- [Problem to work on]
Pull out every line below containing the word "debuglog".

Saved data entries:
PR #1797, opened 2024-03-11
Increase the timeout for storage operations before resetting an actor

a-robinson:
The lower timeout could plausibly be hit purely due to a busy CPU loop after issuing a storage operation. The new number matches the CPU limit per request. There's no need for this to be exactly the same number as that, but it seemed just as good a reason as I had for any other larger number.


MellowYarker (approved):

jasnell (approved):

a-robinson:
Rebased on latest main in order to ease merging into the internal repo.

PR #1799, opened 2024-03-11
Support for custom thenables in PromiseWrapper with compat flag

jasnell:
Adds a new compat flag that enables support for accepting custom thenables in the jsg `PromiseWrapper`.

Note that this is on received values only (e.g. `tryUnwrap(...)`.

### DIFF
--- a/src/workerd/jsg/promise.h
+++ b/src/workerd/jsg/promise.h
@@ -659,6 +659,12 @@ void thenUnwrap(const v8::FunctionCallbackInfo<v8::Value>& args) {
 template <typename TypeWrapper>
 class PromiseWrapper {
 public:
+  // The constructor here is a bit of a hack. The config is optional and might not be a JsgConfig
+  // object (or convertible to a JsgConfig) if is provided. However, because of the way TypeWrapper
+  // inherits PromiseWrapper, we always end up passing a config option (which might be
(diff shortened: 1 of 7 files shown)


src/workerd/jsg/promise.h
```diff
@@ -755,6 +756,17 @@ class PromiseWrapper {
...
     }
   }
+
+private:
+  const JsgConfig config;
+
+  static bool isThenable(v8::Local<v8::Context> context, v8::Local<v8::Value> handle) {
+    if (handle->IsObject()) {
+      auto obj = handle.As<v8::Object>();
+      return check(obj->Has(context, v8StrIntern(context->GetIsolate(), "then")));
```
kentonv, line 766: Probably not worth solving in this PR, but I worry about the cost of repeatedly looking up interned strings like this all over the place. I wonder if we should be caching them somewhere, similar to how we now cache `Symbol.dispose`.

kentonv (approved):

src/workerd/jsg/promise.h
jasnell: Yep, I've been wanting to do that for a while. In Node.js we maintain a registry of handles to commonly used strings and it has a big impact. We absolutely should be caching these.

jasnell:
Documentation PR: https://github.com/cloudflare/cloudflare-docs/pull/13411

PR #1800, opened 2024-03-11
Tweak awaitIoImpl some more.

kentonv:


src/workerd/io/io-context.h
```diff
@@ -983,15 +983,22 @@ jsg::PromiseForResult<Func, T, true> IoContext::awaitIoImpl(
...
+      // destroyed in unspecified order, so we wrap them in a struct to make it explicit.
+      Func func;
+      ExceptionOr<T> exceptionOrT;
+    };
+
     return run([resolver = kj::mv(resolver),
-                exceptionOrT = kj::mv(exceptionOrT),
-                maybeAsyncContext = kj::mv(maybeAsyncContext),
-                func = kj::fwd<Func>(func)](Worker::Lock& lock) mutable {
+                funcResultPair = FuncResultPair { kj::fwd<Func>(func), kj::mv(exceptionOrT) },
```
jasnell, line 994: A comment explaining this briefly would be helpful

jasnell: ha! nevermind... I wrote this then immediately spotted the comment immediately above. Sigh. Need more coffee.

jasnell (approved):

src/workerd/io/io-context.h
ObsidianMinor, line 994: I suppose this could also be done by explicitly moving the func and the value into the body of the function, assuming the function doesn't run twice.

ObsidianMinor: Oh but wait if the function is never called the func and value *won't* be moved into the body and so they could still fail to destruct properly.

ObsidianMinor (approved):

src/workerd/io/io-context.h
kentonv: Right, it's the never-called case that's an issue here.

PR #1801, opened 2024-03-11
Add separate enterStartupPython limiter specifically for Python

hoodmane:
Currently it isn't very different but this gives us a bit of additional flexibility for configuring Python startup limits.


dom96 (approved):
The `isPython` passing feels a bit fragile, but I suppose it's necessary.

Otherwise LGTM.

PR #1802, opened 2024-03-12
Add support for a storageClass option for R2 objects

bthwaites:
Adds an string option called storageClass for the R2 binding PutObject and CreateMultipartUpload methods. R2 will interpret this string to determine the storage class of the newly created object.

Adds a field to HeadResult, and by extension GetResult and ListResult, that R2 will use to return the storage class to the binding.

There is a corresponding internal PR for this change.

### DIFF
--- a/src/workerd/api/r2-api.capnp
+++ b/src/workerd/api/r2-api.capnp
@@ -105,12 +105,14 @@ struct R2PutRequest {
   sha256 @6 :Data $Json.hex;
   sha384 @7 :Data $Json.hex;
   sha512 @8 :Data $Json.hex;
+  storageClass @9 :Text;
 }
 
 struct R2CreateMultipartUploadRequest {
   object @0 :Text;
   customFields @1 :List(Record);
   httpFields @2 :R2HttpFields;
+  storageClass @3 :Text;
 }
 
 struct R2UploadPartRequest {
@@ -214,6 +216,10 @@ struct R2HeadResponse {
 
   checksums @8 :R2Checksums;
   # If set, the available checksums for this object
+
+  storageClass @9 :Text;
+  # The storage class of the object. Standard or Infrequent Access.
+  # Provided on object creation to specify which storage tier R2 should use for this object.
 }
 
 using R2GetResponse = R2HeadResponse;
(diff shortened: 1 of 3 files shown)


bthwaites:

src/workerd/api/r2-api.capnp
```diff
@@ -214,6 +216,9 @@ struct R2HeadResponse {
 
   checksums @8 :R2Checksums;
   # If set, the available checksums for this object
+
+  storageClass @9 :Text;
+  # The storage class of the object. Standard or Infrequent Access.
```
jasnell, line 221: nit: the comment could be expanded a bit more to explain what a "storage class" is

src/workerd/api/r2-bucket.h
```diff
@@ -171,27 +171,29 @@ class R2Bucket: public jsg::Object {
...
+    JSG_STRUCT(httpMetadata, customMetadata, storageClass);
     JSG_STRUCT_TS_OVERRIDE(R2MultipartOptions);
   };
 
   class HeadResult: public jsg::Object {
   public:
     HeadResult(kj::String name, kj::String version, double size,
                kj::String etag, jsg::Ref<Checksums> checksums, kj::Date uploaded, jsg::Optional<HttpMetadata> httpMetadata,
-               jsg::Optional<jsg::Dict<kj::String>> customMetadata, jsg::Optional<Range> range):
+               jsg::Optional<jsg::Dict<kj::String>> customMetadata, jsg::Optional<Range> range, kj::String storageClass):
```
jasnell, line 193: nit: can this be formatted so the lines do not exceed 100 chars?

src/workerd/api/r2-bucket.h
```diff
@@ -200,6 +202,7 @@ class R2Bucket: public jsg::Object {
     kj::String getHttpEtag() const { return kj::str('"', etag, '"'); }
     jsg::Ref<Checksums> getChecksums() { return checksums.addRef();}
     kj::Date getUploaded() const { return uploaded; }
+    kj::String getStorageClass() const { return kj::str(storageClass); }
```
jasnell, line 205: This can return `kj::StringPtr` instead to avoid the additional copying.

src/workerd/api/r2-api.capnp
```diff
@@ -214,6 +216,10 @@ struct R2HeadResponse {
 
   checksums @8 :R2Checksums;
   # If set, the available checksums for this object
+
+  storageClass @9 :Text;
```
jasnell, line 220: non-blocking: Are these expected to remain fixed? Just wondering if an enum wouldn't be better. not critical tho

bthwaites: We don't expect to remove any, but we might add more in the future, so a Text field makes that a little easier. I could see a case for validating the strings on the workerd side, though. For now I think we're ok with letting R2 interpret and validate the string.

jasnell:
Given that it's been about three weeks since CI ran on this, I'm going to running it again just to double check

jasnell:
@bthwaites ... can I ask you to rebase this PR on latest workerd/main? Just want to double check that nothing changed in the three weeks since reviewed. Haven't looked into why the macOS tests failed but maybe a rebase will fix it?

PR #1804, opened 2024-03-12
Fill out more of the node:util implementation

jasnell:
Handful of additional `node:util` APIs

### DIFF
--- a/src/node/util.ts
+++ b/src/node/util.ts
@@ -15,6 +15,12 @@ import {
 } from 'node-internal:validators';
 
 import {
+  debuglog,
+} from 'node-internal:debuglog';
+export const debug = debuglog;
+export { debuglog };
+
+import {
   ERR_FALSY_VALUE_REJECTION,
   ERR_INVALID_ARG_TYPE,
 } from 'node-internal:internal_errors';
@@ -249,6 +255,8 @@ export default {
   toUSVString,
   log,
   aborted,
+  debuglog,
+  debug,
   // Node.js originally exposed TextEncoder and TextDecoder off the util
   // module originally, so let's just go ahead and do the same.
   TextEncoder,
@@ -277,7 +285,6 @@ export default {
 
 // util._errnoException
 // util._exceptionWithHostPort
-// util.aborted
 // util.debug
 // util.debuglog
 // util.deprecate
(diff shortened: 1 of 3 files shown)


src/node/util.ts
```diff
@@ -183,18 +259,42 @@ export default {
...
-// getSystemErrorMap/getSystemErrorName -- libuv specific. No use in workerd?
-// is{Type} variants -- these are deprecated in Node. Use util.types
-// toUSVString -- Not clear how broadly this is used in the ecosystem outside of node.js.
-//                also this is soon to be obsoleted by toWellFormed in the language.
-// transferableAbortSignal/transferableAbortController -- postMessage and worker threads
-//      are not implemented in workerd. No use case for these.
+//   * util._errnoException
+//   * util._exceptionWithHostPort
+//   * util.getSystemErrorMap
+//   * util.getSystemErrorName
```
jasnell, line 284: The four above here relate closely to the `uv` module. There's likely no valid use case for these in workers outside of Just Make It Work compat.

src/node/util.ts
```diff
@@ -183,18 +259,42 @@ export default {
...
+//   * util.isFunction
+//   * util.isNull
+//   * util.isNullOrUndefined
+//   * util.isNumber
+//   * util.isObject
+//   * util.isPrimitive
+//   * util.isRegExp
+//   * util.isString
+//   * util.isSymbol
+//   * util.isUndefined
```
jasnell, line 300: These are all deprecated. I think we should only add them if someone specifically asks for it or we find a module we want to support that requires them.

fhanau:
Code looks good to me. Some observations:
- util.log() is deprecated.
- util.toUSVString is doc-only deprecated as of https://github.com/nodejs/node/pull/49725. Not sure if we want to keep those, but since it's not marked as deprecated in the main documentation we can implement it.
- deprecations.md in the Node docs also lists util.debug() as deprecated, but that's not reflected in https://nodejs.org/api/util.html#utildebugsection so adding it makes sense to me.
- deprecate() is a no-op as implemented here, glad we're having a TODO for it.
- Are we adding tests for this?

jasnell:
`util.log()`, `util.toUSVString()` are both still fairly common in the wild, so even with deprecation they make sense.

I'll see about adding some tests.

fhanau (approved):
Tests LGTM, having more would be nice to have but the attack surface of these functions is small so not required. Based on the number of commits consider combining some of them/using squash-merge.

PR #1805, opened 2024-03-12
Implement node:fs stubs

jasnell:
This just stubs out the node:fs module with implementations that throw. The intent here is to allow imports/requires to work without actually implementing the fs module.


jasnell:
Not sure if we're going to go forward with this or not. There's more to figure out. But if we do move forward with this approach, the idea is to have throwing stubs for *all* Node.js APIs we don't implement. Stay tuned.

jasnell:
We've decided not to go this direction, thankfully :-)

- [Expected answer]
+  debuglog,
+} from 'node-internal:debuglog';
+export const debug = debuglog;
+export { debuglog };
+  debuglog,
 // util.debuglog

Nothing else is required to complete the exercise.